ASSIGNMENT → Could you find every line in the records below that contains the word "anyway" and copy it?

*** INPUT DATA ***

PR #2821, opened 2024-03-14
Update sanic integration

hamedsh:
in Sanic, for some exceptions, quiet variables are set to True (https://github.com/hamedsh/sanic/blob/b8ec9ed3e6f63f4c61fd45d3e09cfc9457a53b82/sanic/exceptions.py#L9) these kinds of exceptions, do not exist in the stderr, but exist in the sentry panel. 

by this modification, these kinds of exceptions will not sent to the sentry hub.


antonpirker (approved):
Looks good!

PR #2826, opened 2024-03-15
Make UUID generation lazy

sl0thentr0py:
same as https://github.com/getsentry/sentry-python/pull/2131

for #2827

### DIFF
--- a/sentry_sdk/tracing.py
+++ b/sentry_sdk/tracing.py
@@ -92,8 +92,8 @@ class Span(object):
     Spans can have multiple child spans thus forming a span tree."""
 
     __slots__ = (
-        "trace_id",
-        "span_id",
+        "_trace_id",
+        "_span_id",
         "parent_span_id",
         "same_process_as_parent",
         "sampled",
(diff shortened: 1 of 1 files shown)


sl0thentr0py:
note that we also have uuid generation on `scope.propagation_context` now and to make that lazy we first need to encapsulate `propagation_context` in a class and not just a raw dict as currently implemented.

https://github.com/getsentry/sentry-python/blob/64e0ec53cbc2e4f3b57a5b45562583ce1130b049/sentry_sdk/scope.py#L225-L232

Without also making those lazy, this will not really have a performance impact but we can merge it anyway.

anonrig:
Is there a reason to not land this pull request right now?

sl0thentr0py:
we can merge but without the prop context changes it won't have full impact, and that might conflict with the v2 refactor, I will let @sentrivana and @antonpirker decide

antonpirker:
I will refactor the propagation context first and then merge this change

antonpirker:
This has found its way into the codebase with the refactoring of the propagation context: https://github.com/getsentry/sentry-python/pull/2970

filips123:
UUIDs in [`tracing.py`](https://github.com/getsentry/sentry-python/blob/master/sentry_sdk/tracing.py#L283-L284) are still always generated, as #2970 only made the generation lazy for propagation contexts. Is this intentional?

PR #2829, opened 2024-03-15
Re-export `Event` in `types.py`

szokeasaurusrex:
End-users may need to use the `Event` type for their type hinting to work following the `Event` type changes. However, we define `Event` in a private module `sentry_sdk._types`, which provides no stability guarantees.

Therefore, this PR creates a new public module `sentry_sdk.types`, where we re-export the `Event` type, and explicitly make it available as public API via `sentry_sdk.types.Event`. The new `sentry_sdk.types` module includes a docstring to inform users that we reserve the right to modify types in minor releases, since we consider types to be a form of documentation (they are not enforced by the Python language), but that we guarantee that we will only remove type definitions in a major release.

### DIFF
--- a/sentry_sdk/types.py
+++ b/sentry_sdk/types.py
@@ -1,0 +1,14 @@
+"""
+This module contains type definitions for the Sentry SDK's public API.
+The types are re-exported from the internal module `sentry_sdk._types`.
+
+Disclaimer: Since types are a form of documentation, type definitions
+may change in minor releases. Removing a type would be considered a
+breaking change, and so we will only remove type definitions in major
+releases.
+"""
+
+from typing import TYPE_CHECKING
+
+if TYPE_CHECKING:
+    from sentry_sdk._types import Event  # noqa: F401
--- a/sentry_sdk/types.py
+++ b/sentry_sdk/types.py
@@ -11,4 +11,4 @@ releases.
 from typing import TYPE_CHECKING
 
 if TYPE_CHECKING:
-    from sentry_sdk._types import Event  # noqa: F401
+    from sentry_sdk._types import Event, Hint  # noqa: F401


sentry_sdk/types.py
```diff
@@ -0,0 +1,14 @@
...
+Disclaimer: Since types are a form of documentation, type definitions
+may change in minor releases. Removing a type would be considered a
+breaking change, and so we will only remove type definitions in major
+releases.
+"""
+
+from typing import TYPE_CHECKING
+
+if TYPE_CHECKING:
+    from sentry_sdk._types import Event  # noqa: F401
```
antonpirker, line 14: Lets also re-export the `Hint` type, because those are the two used by before_send/before_send_transaction. 
(I am aware the Hint ist just a dict right now, but we can improve on this later)

antonpirker (approved):
Looks good!

szokeasaurusrex:
Fixed your comment, @antonpirker.

Also, I know we had discussed maybe changing our internal imports of `Event` to import from `types` instead of `_types`; however, it looks like we would need to update many files manually to make this change. 

Perhaps, it would make sense just to change the import in `api`, since that file is likely the one that external users would interact with the most anyway?

szokeasaurusrex:
@antonpirker, yes of course, I was planning to make any import changes within a separate PR :)

mdczaplicki:
What version is it available in?

szokeasaurusrex:
@mdczaplicki This PR is not released yet. It should be included in our next release!

mdczaplicki:
I see. When do you plan to release?

szokeasaurusrex:
@mdczaplicki, there is no date set yet for the next release. However, we will probably release a new version including these changes sometime this week.

mdczaplicki:
Would you say that 1.42 should be yanked? If we use `dict[str, Any]` for type hints then `mypy` is screaming that types are not matching. If we however use `Event` or `Hint` from `sentry_sdk._types` then test suite screams that those cannot be imported.

szokeasaurusrex:
@mdczaplicki Apologies for the inconvenience. We release a new version including these changes later today.

However, we will not yank 1.42 because the code itself remains backwards compatible. If you are encountering problems with the new type hinting, we would recommend updating your `mypy` configuration (e.g. you could import `Event` from `sentry_sdk._types` with a `# type: ignore` comment), or ideally updating to this new version once it is released later today.

HansAarneLiblik:
Shouldn't you add the following to the file also? Otherwise non-typechecking environment can't do the import

```py
else:
  Event = dict[str, Any]
  Hint = ...
```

*** End of INPUT DATA ***

EXERCISE SOLUTION →
Without also making those lazy, this will not really have a performance impact but we can merge it anyway.
Perhaps, it would make sense just to change the import in `api`, since that file is likely the one that external users would interact with the most anyway?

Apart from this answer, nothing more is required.